Holiday home
- Source: Global Times
- [21:19 February 28 2010]
- Comments
Text by Jiang Xueqing and photos by Zhao Yong

Su Xiucai, a pedicab driver from Nanchang, Jiangxi Province, keeps business running during the Chinese New Year's holiday. He picks up a woman passenger working at a big hotel in Wenzhou at about midnight on February 9. Photos: Zhao Yong
For some migrant workers in the prosperous port of Wenzhou, going home at Chinese New Year is not an option. Their reasons are simple: The seven-day break costs. It's too short for the trouble and suffering of traveling with the huge crowds.
A 52-year-old cleaner in the Milisha Garden neighborhood of the prefecture-level city hesitated when asked whether he would return to celebrate the festival with family in his Anhui Province hometown. Turning away briefly, he soon regained his composure.
"Wherever you spend the holiday, it's the same," he said.
Prospering through light industrial product manufacturing, this major city in southeastern Zhejiang has the largest number of migrant workers in the province. The migrant population totaled 3.4 million at the end of 2008, according to the official website of the Wenzhou City Bureau of Statistics.
After the city was hit by the global financial crisis two years ago, tens of thousands of workers did not go home at new year for fear of losing their jobs. Although the economy improved somewhat last year, many still continued to stay.

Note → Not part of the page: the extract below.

Issue #4304, opened 2024-03-15
proxy: Misleading warning for missing HTTP secret


ialidzhikov:
### Description

We run registry in proxy mode (see https://distribution.github.io/distribution/recipes/mirror/).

For those who live in faraway mountainous areas, a round trip home could take as long as eight days, barely enough to cover the holiday. How to get a ticket also remains a problem, especially for people working in small private enterprises, individually-owned commercial or industrial units. One migrant worker had to wait in line two days and nights at the ticket office of the train station, partly because the real-name train ticket system has not yet kicked off in Wenzhou.